Cuando recibí el encargo de escribir esta historia, pensé que no me extendería mucho. Y en ese pensar me mantuve hasta el final, porque como lector siempre he preferido los libros cortos a los largos. No obstante, no me queda más remedio que dar los rodeos que exija la construcción del relato. Porque tan estúpido es confundir la brevedad con el buen ritmo (...).

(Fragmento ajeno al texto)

PR #436, opened 2024-09-06
Code refactoring speed space chart tick X axis

flomonster:
Main changes :
1. MaxPositionValues function rationalized.
2. Iterate on ticks instead of position in `speeds`.
3. Modify the way we handle scaling.

This corrects a few problems:
- X axis of ticks no longer disappears when zoomed in.
- Tick position is more accurate
- Having a simplified version of `speeds` doesn't break everything.

### DIFF
--- a/ui-speedspacechart/src/components/helpers/drawElements/tickX.ts
+++ b/ui-speedspacechart/src/components/helpers/drawElements/tickX.ts
@@ -5,7 +5,7 @@ import { clearCanvas, maxPositionValue } from '../../utils';
 const { MARGIN_LEFT, MARGIN_RIGHT, MARGIN_BOTTOM, CURVE_MARGIN_SIDES } = MARGINS;
 
 export const drawTickX = ({ ctx, width, height, store }: DrawFunctionParams) => {
-  const { speeds, ratioX, leftOffset, cursor } = store;
+  const { ratioX, leftOffset, cursor } = store;
 
   clearCanvas(ctx, width, height);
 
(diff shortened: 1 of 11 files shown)


ui-speedspacechart/src/components/helpers/drawElements/tickX.ts
```diff
@@ -17,65 +17,68 @@ export const drawTickX = ({ ctx, width, height, store }: DrawFunctionParams) =>
...
 
-  const { maxPosition, RoundMaxPosition, intermediateTicksPosition } = maxPositionValues(store);
+  const maxPosition = maxPositionValue(store);
+  const scaleRatio = (maxPosition * 10) / (width * store.ratioX);
+  // Tick scale is the distance between two ticks.
+  // When the scale ratio is important we want to have ticks scale that are multiple of 5.
+  let tickScale = Math.floor(scaleRatio) * 5;
+  // When the scale ratio is small we want one of the following values: 4, 2, 1, 0.5, 0.25.
+  if (scaleRatio < 1) {
+    tickScale = 4 / Math.pow(2, Math.min(Math.floor(0.5 / scaleRatio), 4));
```
Yohh: could you divide this line with explicit variables instead of nesting methods?

ui-speedspacechart/src/components/helpers/drawElements/tickX.ts
```diff
@@ -17,65 +17,68 @@ export const drawTickX = ({ ctx, width, height, store }: DrawFunctionParams) =>
...
-  speeds.forEach((_, i) => {
-    ctx.moveTo(MARGIN_LEFT + xPosition * i + CURVE_MARGIN_SIDES / 2, height - MARGIN_BOTTOM);
-    ctx.lineTo(
-      MARGIN_LEFT + xPosition * i + CURVE_MARGIN_SIDES / 2,
-      height - MARGIN_BOTTOM + CURVE_MARGIN_SIDES / 2
-    );
+      const distanceLeftBorder = Math.abs(
+        MARGIN_LEFT + CURVE_MARGIN_SIDES / 2 - leftOffset - positionX
+      );
+      let opacityLeftBorder = Math.max(Math.min(distanceLeftBorder / 45 - 0.1, 1.0), 0.0);
```
Yohh: needs some explanations, 45 can be set in a variable, `0.1, 1.0), 0.0)` should be clarified

Yohh (commented):
nice! thanks for this great refacto!

a few comments to clarify some nebulous parts

ui-speedspacechart/src/components/helpers/drawElements/tickX.ts
flomonster: This code needs to be rewritten. @thibautsailly will provide a matrix to explain how graduation should work depending on the zoom level.

flomonster: I have highly simplified this part. It will be easy to adapt this part with a real mockup later.

ui-speedspacechart/src/components/helpers/drawElements/tickX.ts
flomonster: Done

ui-speedspacechart/src/components/helpers/drawElements/tickX.ts
```diff
@@ -17,65 +17,83 @@ export const drawTickX = ({ ctx, width, height, store }: DrawFunctionParams) =>
...
+  let principleTickFrequency = 5;
+  if (windowLength >= 200) {
+    tickScale = Math.floor(windowLength / 200) * 5;
+    principleTickFrequency = 2;
+  } else if (windowLength >= 50) {
+    tickScale = 2;
+    principleTickFrequency = 5;
+  } else if (windowLength >= 20) {
+    tickScale = 1;
+    principleTickFrequency = 5;
```
SharglutDev, line 34: Do we need to re-set `principleTickFrequency` to 5 even though it's initialized with this value on l.25 ?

La dolorosa realidad fue que, sin siquiera planteárselo quien demonios tuviera que hacerlo, les habían montado un campamento de verano en nuestro campamento de verano. Es decir, habían desvestido a un santo para vestir a otro. Y eso, tarde o temprano, iba a tener sus consecuencias, porque no existe peor escuela que la del aburrimiento ni patria más salvaje que la juventud. (...)
Es lamentable cuando alguien que se dice lector no entiende nada de lo que ha leído, pero más triste es confundirlo todo. La vida con la literatura. Las personas con los personajes. El autor con el narrador. La verdad con la verosimilitud. Y, lo más preocupante, lo biográfico con lo autobiográfico. Sucede más de lo que cualquiera podría imaginar. Ir por la vida confundiéndolo todo es como no ir por la vida. No sé si me explico. Es una auténtica pena. (...)
En el año 2019 publiqué una novela titulada Un hombre bajo el agua. Fue un éxito de crítica y de ventas que, por qué no decirlo, me cambió la vida. En ella trataba algunos temas que siempre me habían obsesionado, pero que nunca me había atrevido a abordar literariamente. No es cuestión de que desmigaje aquí lo que ya traté en más de doscientas ochenta páginas, ahí está la novela para quien tenga interés, pero sí apuntaré que emplear en la construcción de la historia hechos de naturaleza biográfica propició que bastantes lectores pensaran que se trataba de una novela autobiográfica. Una auténtica pena, insisto. Allá donde la presentaba, siempre me planteaban las mismas preguntas. «¿Qué opina su pareja de que haya contado esto o aquello?» O «¿podría conocer a su madre? Parece una mujer fantástica». O «¿se sigue hablando con su suegro?». O «¿se acuerda de mí? Yo estuve con usted durante aquella peripecia». O «¿sabe que mi vida se parece mucho a la suya?». Todo era un disparate seguido de otro, la verdad. (...)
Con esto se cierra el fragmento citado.